EXERCISE PROMPT: Copy each line of the following data that contains "shadowing".

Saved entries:

::::::

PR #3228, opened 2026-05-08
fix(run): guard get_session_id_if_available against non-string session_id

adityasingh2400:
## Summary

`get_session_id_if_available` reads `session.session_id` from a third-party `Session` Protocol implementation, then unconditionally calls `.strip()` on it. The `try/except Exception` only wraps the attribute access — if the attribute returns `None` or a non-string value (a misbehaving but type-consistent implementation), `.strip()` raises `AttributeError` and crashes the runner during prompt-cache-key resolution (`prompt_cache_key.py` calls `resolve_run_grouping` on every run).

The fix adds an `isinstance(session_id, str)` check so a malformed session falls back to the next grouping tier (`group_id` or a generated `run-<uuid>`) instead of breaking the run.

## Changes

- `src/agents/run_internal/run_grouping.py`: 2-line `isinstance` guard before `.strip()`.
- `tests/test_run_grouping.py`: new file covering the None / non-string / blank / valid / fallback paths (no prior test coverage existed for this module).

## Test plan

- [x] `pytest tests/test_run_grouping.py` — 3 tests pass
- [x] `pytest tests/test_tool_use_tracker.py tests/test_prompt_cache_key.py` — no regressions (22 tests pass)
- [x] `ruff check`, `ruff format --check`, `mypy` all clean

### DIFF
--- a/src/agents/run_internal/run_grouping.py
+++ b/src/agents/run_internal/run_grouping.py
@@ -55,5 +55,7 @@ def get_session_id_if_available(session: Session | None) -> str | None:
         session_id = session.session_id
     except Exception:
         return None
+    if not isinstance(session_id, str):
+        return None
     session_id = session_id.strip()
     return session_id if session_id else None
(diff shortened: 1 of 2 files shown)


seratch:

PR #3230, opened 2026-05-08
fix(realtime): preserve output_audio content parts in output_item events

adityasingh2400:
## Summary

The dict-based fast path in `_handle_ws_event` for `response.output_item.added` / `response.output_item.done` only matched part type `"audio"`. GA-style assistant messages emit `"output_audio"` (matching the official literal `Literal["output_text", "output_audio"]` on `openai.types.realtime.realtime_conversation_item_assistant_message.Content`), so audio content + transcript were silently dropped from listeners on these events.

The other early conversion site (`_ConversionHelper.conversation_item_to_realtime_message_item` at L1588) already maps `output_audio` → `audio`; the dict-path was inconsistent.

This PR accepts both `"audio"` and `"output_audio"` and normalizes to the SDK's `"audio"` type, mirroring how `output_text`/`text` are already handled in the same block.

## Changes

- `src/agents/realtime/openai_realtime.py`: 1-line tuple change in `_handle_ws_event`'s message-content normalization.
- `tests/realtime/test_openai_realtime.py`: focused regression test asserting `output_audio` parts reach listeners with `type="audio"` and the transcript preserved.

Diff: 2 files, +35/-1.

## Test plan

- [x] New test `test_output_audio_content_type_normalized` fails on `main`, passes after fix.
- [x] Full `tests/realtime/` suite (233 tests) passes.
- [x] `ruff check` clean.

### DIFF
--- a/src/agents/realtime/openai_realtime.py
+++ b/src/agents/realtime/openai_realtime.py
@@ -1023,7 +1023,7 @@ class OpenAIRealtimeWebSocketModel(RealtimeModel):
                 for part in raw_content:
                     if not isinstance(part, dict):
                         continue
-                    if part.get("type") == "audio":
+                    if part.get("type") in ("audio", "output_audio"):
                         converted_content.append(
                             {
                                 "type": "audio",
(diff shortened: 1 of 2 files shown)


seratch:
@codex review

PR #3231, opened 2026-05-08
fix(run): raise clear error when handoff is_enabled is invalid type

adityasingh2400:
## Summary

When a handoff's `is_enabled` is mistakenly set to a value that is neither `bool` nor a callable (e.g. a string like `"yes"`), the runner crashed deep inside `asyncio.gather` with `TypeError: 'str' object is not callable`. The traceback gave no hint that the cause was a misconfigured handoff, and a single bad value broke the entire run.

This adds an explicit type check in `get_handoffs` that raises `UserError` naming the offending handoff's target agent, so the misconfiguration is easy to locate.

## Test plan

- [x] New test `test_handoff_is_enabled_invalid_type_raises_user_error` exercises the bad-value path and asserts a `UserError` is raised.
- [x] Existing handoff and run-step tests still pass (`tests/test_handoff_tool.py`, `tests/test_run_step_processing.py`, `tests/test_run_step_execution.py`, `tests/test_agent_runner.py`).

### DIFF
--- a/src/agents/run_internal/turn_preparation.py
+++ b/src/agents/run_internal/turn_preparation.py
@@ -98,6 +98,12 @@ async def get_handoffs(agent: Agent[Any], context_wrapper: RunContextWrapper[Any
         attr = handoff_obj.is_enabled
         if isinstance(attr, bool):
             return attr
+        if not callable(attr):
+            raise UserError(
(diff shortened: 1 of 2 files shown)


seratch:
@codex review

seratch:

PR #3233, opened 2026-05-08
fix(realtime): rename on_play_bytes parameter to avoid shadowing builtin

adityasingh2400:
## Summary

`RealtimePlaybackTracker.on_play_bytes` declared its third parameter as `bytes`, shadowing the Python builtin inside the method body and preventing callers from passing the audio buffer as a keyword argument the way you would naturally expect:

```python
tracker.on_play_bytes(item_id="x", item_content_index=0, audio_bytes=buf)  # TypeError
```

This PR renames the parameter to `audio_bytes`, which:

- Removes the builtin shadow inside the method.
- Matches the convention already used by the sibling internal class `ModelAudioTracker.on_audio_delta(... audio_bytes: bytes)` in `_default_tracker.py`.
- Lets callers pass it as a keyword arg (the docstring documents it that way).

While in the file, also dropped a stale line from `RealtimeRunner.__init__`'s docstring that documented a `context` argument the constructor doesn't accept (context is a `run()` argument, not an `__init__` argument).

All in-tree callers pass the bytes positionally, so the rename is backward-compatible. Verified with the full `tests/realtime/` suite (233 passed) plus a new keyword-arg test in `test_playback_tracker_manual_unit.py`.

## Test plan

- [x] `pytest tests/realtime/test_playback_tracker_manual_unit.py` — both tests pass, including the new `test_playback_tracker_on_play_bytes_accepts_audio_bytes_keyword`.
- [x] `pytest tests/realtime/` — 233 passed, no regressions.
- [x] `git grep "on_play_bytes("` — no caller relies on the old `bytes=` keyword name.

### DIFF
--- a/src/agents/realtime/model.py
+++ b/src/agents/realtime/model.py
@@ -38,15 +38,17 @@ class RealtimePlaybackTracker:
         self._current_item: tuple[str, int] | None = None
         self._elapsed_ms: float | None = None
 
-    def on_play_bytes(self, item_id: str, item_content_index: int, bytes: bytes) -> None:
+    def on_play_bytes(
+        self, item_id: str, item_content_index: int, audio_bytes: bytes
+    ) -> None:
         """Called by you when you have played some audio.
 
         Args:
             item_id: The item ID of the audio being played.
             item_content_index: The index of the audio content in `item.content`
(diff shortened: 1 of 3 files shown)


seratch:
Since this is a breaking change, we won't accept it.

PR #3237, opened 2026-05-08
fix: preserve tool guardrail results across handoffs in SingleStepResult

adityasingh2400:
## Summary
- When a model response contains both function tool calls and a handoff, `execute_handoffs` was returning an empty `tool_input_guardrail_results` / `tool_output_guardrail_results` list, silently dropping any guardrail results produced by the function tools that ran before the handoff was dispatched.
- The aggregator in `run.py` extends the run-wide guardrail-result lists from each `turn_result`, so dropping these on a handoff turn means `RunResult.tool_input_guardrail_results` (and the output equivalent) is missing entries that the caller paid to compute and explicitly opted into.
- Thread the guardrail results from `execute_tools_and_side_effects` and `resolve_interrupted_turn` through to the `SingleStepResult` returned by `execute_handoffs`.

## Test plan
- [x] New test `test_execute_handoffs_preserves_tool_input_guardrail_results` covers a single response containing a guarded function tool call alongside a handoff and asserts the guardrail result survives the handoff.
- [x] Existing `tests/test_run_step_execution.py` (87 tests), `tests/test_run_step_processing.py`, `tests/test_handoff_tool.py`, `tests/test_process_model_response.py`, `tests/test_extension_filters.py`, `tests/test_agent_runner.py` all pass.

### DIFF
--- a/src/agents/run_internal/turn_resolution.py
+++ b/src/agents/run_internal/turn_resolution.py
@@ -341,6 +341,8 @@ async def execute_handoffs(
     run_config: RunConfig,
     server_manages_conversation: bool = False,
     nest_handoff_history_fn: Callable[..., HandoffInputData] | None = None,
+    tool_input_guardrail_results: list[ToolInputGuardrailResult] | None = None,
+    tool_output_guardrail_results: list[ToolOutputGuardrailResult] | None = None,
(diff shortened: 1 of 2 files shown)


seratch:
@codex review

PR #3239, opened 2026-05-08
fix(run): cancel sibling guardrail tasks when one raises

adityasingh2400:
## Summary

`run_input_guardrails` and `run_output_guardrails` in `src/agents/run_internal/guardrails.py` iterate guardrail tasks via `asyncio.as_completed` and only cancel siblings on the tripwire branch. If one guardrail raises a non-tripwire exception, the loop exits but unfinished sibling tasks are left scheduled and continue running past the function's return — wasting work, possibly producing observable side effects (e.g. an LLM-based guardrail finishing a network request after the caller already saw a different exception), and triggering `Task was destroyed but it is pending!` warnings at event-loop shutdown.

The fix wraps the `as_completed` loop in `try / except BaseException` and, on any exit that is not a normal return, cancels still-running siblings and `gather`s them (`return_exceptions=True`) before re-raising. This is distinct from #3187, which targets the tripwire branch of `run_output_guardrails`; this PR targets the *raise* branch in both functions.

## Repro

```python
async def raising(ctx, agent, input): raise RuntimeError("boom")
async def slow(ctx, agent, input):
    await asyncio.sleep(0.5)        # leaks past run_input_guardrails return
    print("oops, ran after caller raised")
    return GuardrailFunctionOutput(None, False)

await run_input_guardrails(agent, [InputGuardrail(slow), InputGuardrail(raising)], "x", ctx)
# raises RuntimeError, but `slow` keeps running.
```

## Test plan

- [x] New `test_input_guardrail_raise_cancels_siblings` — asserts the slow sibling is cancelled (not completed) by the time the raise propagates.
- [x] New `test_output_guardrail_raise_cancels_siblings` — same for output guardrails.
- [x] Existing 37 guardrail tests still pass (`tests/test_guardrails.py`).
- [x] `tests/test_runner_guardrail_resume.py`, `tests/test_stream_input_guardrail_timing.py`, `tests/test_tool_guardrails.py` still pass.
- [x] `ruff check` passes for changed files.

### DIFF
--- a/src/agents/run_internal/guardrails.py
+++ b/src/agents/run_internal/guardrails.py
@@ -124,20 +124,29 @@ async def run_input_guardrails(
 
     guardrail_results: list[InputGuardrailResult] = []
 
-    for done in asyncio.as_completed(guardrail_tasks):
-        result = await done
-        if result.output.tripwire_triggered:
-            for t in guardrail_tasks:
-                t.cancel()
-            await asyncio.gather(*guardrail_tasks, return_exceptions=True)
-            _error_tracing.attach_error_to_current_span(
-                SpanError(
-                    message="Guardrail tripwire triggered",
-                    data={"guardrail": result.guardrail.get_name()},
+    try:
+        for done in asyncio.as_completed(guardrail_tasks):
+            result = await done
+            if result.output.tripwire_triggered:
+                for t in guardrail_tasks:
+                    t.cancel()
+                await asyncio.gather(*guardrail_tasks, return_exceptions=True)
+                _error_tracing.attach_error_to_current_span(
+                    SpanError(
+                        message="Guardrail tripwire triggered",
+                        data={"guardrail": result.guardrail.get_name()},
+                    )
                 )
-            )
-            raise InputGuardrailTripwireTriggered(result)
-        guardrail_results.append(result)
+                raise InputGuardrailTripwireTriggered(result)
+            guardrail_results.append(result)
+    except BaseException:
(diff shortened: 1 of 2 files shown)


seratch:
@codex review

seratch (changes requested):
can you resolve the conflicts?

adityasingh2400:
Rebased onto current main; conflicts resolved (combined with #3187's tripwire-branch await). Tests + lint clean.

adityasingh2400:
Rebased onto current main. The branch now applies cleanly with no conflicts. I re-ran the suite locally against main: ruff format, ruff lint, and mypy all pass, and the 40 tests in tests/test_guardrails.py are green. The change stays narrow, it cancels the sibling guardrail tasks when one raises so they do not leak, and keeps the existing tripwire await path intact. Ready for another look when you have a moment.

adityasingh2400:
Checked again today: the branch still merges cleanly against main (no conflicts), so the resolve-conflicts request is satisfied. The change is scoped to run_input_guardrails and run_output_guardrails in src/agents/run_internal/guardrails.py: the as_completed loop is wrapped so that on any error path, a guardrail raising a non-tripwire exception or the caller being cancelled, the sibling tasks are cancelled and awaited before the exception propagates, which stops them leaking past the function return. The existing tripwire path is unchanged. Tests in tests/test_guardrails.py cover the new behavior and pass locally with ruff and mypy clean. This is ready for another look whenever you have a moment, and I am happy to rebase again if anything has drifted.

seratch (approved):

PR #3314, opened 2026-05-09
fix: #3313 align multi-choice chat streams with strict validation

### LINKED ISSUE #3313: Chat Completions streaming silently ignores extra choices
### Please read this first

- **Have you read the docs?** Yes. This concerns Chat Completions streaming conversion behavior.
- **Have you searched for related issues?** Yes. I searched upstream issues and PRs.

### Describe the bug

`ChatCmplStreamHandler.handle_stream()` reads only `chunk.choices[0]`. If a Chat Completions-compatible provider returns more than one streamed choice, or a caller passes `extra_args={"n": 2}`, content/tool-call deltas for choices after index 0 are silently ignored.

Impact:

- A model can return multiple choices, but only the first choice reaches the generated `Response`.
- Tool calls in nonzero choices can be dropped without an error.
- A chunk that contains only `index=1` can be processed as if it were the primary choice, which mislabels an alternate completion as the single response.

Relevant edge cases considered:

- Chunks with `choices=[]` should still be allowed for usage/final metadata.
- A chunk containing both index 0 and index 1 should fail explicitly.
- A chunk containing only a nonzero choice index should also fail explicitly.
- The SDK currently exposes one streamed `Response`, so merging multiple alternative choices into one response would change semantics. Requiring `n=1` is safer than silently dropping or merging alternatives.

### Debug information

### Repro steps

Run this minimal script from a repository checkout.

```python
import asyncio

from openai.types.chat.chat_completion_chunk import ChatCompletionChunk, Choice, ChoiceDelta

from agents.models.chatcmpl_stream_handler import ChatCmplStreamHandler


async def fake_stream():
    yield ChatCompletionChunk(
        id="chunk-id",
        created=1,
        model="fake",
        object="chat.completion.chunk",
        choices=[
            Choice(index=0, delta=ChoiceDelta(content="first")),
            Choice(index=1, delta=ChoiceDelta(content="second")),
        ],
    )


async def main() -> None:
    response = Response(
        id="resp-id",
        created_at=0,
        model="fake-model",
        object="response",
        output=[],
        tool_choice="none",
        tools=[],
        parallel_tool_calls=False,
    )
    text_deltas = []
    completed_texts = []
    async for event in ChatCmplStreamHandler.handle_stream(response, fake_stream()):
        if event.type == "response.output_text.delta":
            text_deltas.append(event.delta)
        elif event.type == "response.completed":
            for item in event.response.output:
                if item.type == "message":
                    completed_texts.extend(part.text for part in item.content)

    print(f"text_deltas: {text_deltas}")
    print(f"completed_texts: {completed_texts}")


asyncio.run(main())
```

::::::

RESULT OF THIS TASK:
fix(realtime): rename on_play_bytes parameter to avoid shadowing builtin
`RealtimePlaybackTracker.on_play_bytes` declared its third parameter as `bytes`, shadowing the Python builtin inside the method body and preventing callers from passing the audio buffer as a keyword argument the way you would naturally expect:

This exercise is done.